Living near trees is the best. I have a cherry tree growing outside my window
right now. Still miss the three poplars I used to have at my old apartment.

------
pacomerh
We recently moved to an apartment that is front facing the street with trees
that you can see through the windows, and might be obvious but we're usually
in much better mood than before, I think it's important to consider these
things. The vibe of having a bit of nature and natural light changes things
completely, might even inspire you to create more things. We used to live in
apartments that were mostly surrounded by concrete and it was honestly a bit
depressing. I suggest that if you have the opportunity, even if you have to
pay a bit more, try to go for it, the quality of life improves tremendously.

------
majinuub
Could this be caused by a deeply ingrained instinct from our hominid ancestors
that associates trees with safety? Like Miles stated, correlation doesn't
imply causation.

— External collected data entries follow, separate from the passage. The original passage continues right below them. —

Issue #2752, opened 2025-12-11
Kotlin pointer-only FFI experiment


bendk:
We've been discussing an "FFI v2" for a few months now with an eye towards better performance on non-C languages, like Kotlin, Python, and external JS bindings.  Performance was the main goal, but we also speculated that it might improve stability on Kotlin by side-stepping some JNA issues (either in JNA itself or how we're using JNA).

However, we've recently started noticing a lot of Android crashes, especially when using the newer async code.  There's also #2740.  Before we implement the FFI v2, we should probably try to address the stability issues first.  That way we can design the FFI v2 around the same principles and have good confidence that it will also improve stability.  We should putting in a lot of work to implement a new FFI that's shiny and fast, but still has stability issues on Kotlin

As a starting point, I'd like to experiment with a pointer-only FFI.  Pointers seem like one of the safer types to pass with JNA since they're always exactly 1 machine word.  We can use them as a buffer to pack in other value types.  Here's what I'm thinking:

* Rename the `scaffolding-ffi-buffer-fns` feature `ffi-pointer` and use that for the user function scaffolding on Kotlin. `scaffolding-ffi-buffer-fns` was an experiment at a new FFI that was never adopted, but it seems great for this purpose.  I think `ffi-pointer` is a nicer name it has the same form as `ffi-v2`, which is the feature flag I'm hoping to use for the later one.
* Implement other functions, like `rust_buffer_alloc` using the pointer FFI.
* Prefix all the new FFI functions with `uniffi_pointer_`.

We probably shouldn't merge or release this code since the goal is experimentation.  Instead we can create a branch off of `0.27.3`, update the Firefox Android/application-services code to use that branch, then monitor our crash reports.  We can also re-introduce our async viaduct code, which we had to back out last time because of crashes, and see if it's better with this new system.  If this doesn't address crashes, then I guess we're back to the drawing board.  Hopefully we learn something at least.

If other teams also want to test out this code, that's great.  I'm not sure how hard it would be to rebase the changes on top of a different version, but it should be doable.

ncalexan:
Speaking for Firefox for Android, this seems like a sensible path forward.  In particular, I strongly support point b) [here](https://github.com/mozilla/uniffi-rs/issues/2740#issuecomment-3642505186), namely moving away from JNA.

[...]

PR #2765, opened 2025-12-20
Kotlin pointer ffi

bendk:
I tried to split this up into smaller commits, see them for notes on the changes and design decisions.

This is experimental code and we shouldn't merge this.  Instead, the plan is:
- Make sure CI passes
- Get the code approved
- Switch Firefox Android to use this branch directly (any other projects that want to try this can too).
- Send it out to the nightly channel and monitor the crash rates
- If we feel good about that, consider turning back on the async code that was causing high crashes before

If everything goes perfectly, this will eliminate the crashes and this can form the basis of a new FFI.  If not, then we'll have to tweak more until we do eliminate the crashes.  See #2752 for details.

### DIFF
--- a/uniffi/Cargo.toml
+++ b/uniffi/Cargo.toml
@@ -29,7 +29,7 @@ clap = { version = "4", default-features = false, features = [ "cargo", "derive"
 trybuild = "1"
 
 [features]
-default = ["cargo-metadata"]
+default = ["cargo-metadata", "pointer-ffi"]
 # Printout tracing information on FFI calls.  Useful for debugging issues with the bindings code.
 ffi-trace = ["uniffi_core/ffi-trace", "uniffi_bindgen?/ffi-trace"]
 # Support for features needed by the `build.rs` script. Enable this in your
--- a/uniffi_bindgen/Cargo.toml
+++ b/uniffi_bindgen/Cargo.toml
@@ -11,7 +11,7 @@ keywords = ["ffi", "bindgen"]
 readme = "../README.md"
 
 [features]
-default = ["cargo-metadata"]
+default = ["cargo-metadata", "pointer-ffi"]
 cargo-metadata = ["dep:cargo_metadata"]
 bindgen-tests = ["cargo-metadata", "dep:uniffi_testing"]
 ffi-trace = ["uniffi_testing?/ffi-trace"]
--- a/uniffi_core/Cargo.toml
+++ b/uniffi_core/Cargo.toml
@@ -19,7 +19,7 @@ once_cell = "1.10.0"
 static_assertions = "1.1.0"
 
 [features]
-default = []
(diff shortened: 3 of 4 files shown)


badboy:
> Switch Firefox Android to use this branch directly (any other projects that want to try this can too).

Doe this mean also switching over Glean to it (because Glean is shipped as part of Gecko)?

bendk:
> Doe this mean also switching over Glean to it (because Glean is shipped as part of Gecko)?

I'm hoping not.  Glean gets shipped in `libxul` and app-services is in `libmegazord`.  I think it should be okay for the 2 libraries to have different UniFFI code in them, but I'm not totally sure.  Can you think of any way this would go wrong?

bendk:
There's a ton of code in this one, but most of it is fairly mechanical.  However, there were a couple decisions that I wasn't sure about:

- Should I have tried harder to minimize the LOC changed?  I think I could have done that by implementing this more as a wrapper on top of the existing code.  For example, having the pointer-ffi functions call into the existing legacy FFI functions.  I figured we're going to want make the changes this sooner-or-later so we might as well do it with this PR.  However, if there's a bug in the new code that causes a crash, then it could make interpreting the crash reports harder.
- Passing the callback functions as a separate argument.  I'm pretty sure we could cast them to a `u64` and pack them into a buffer instead.  Actually, maybe we would always pack two `u64`s, one for the function pointer and one for the data argument.   I avoided this because I thought passing the function pointer as an extra argument would work better once we moved to JNI, but I'm not sure about that anymore.  We could easily define a JNI function than inputted a JVM method, and returned a pair of `u64`s for the method.  The other reason I avoided it was that casting function pointers to `u64`s felt weirder than casting data pointers, but I'm not sure how important that is in practice.

badboy:
> > Doe this mean also switching over Glean to it (because Glean is shipped as part of Gecko)?
> 
> I'm hoping not. Glean gets shipped in `libxul` and app-services is in `libmegazord`. I think it should be okay for the 2 libraries to have different UniFFI code in them, but I'm not totally sure. Can you think of any way this would go wrong?

Right. Then probably there's not much of an issue indeed.

bendk:
Updated this one to use the FFI buffers more:
  - Callbacks are now packed into the buffers
  - Instead of sending pointers to VTables, we pack the callbacks into the buffer and send that.  (I think the two actually have the same memory representation, but the code changed a bit).

This simplifies the FFI a lot because we're back to all FFI functions having the exact same signature `(*mut u8) -> ()`.

I also think this is better for the overall plan.  If all goes well and this does fix the stability issues, then I think we're all set to move to the new FFI with confidence.  With the last version, maybe we'd need to make these changes and push it out as a second iteration/experiment.  I could definitely be wrong about this, but my feeling is this is the right amount of changes for our first experiment.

It makes you think though!

------
hsitz
It's not necessarily related to why living near trees improves well being, but
I like the idea of Shinrin Yoku, or "forest bathing":
[https://www.webmd.com/balance/news/20190611/forest-
bathing-n...](https://www.webmd.com/balance/news/20190611/forest-bathing-
nature-time-hot-health-advice)

Nice youtube mini-documentary:

[https://www.youtube.com/watch?v=9jPNll1Ccn0](https://www.youtube.com/watch?v=9jPNll1Ccn0)

------
rgrieselhuber
I’ve noticed that there is always a lack of trees in impoverished areas. It
almost seems like the trees are deliberately cut down in favor of concrete in
areas designated.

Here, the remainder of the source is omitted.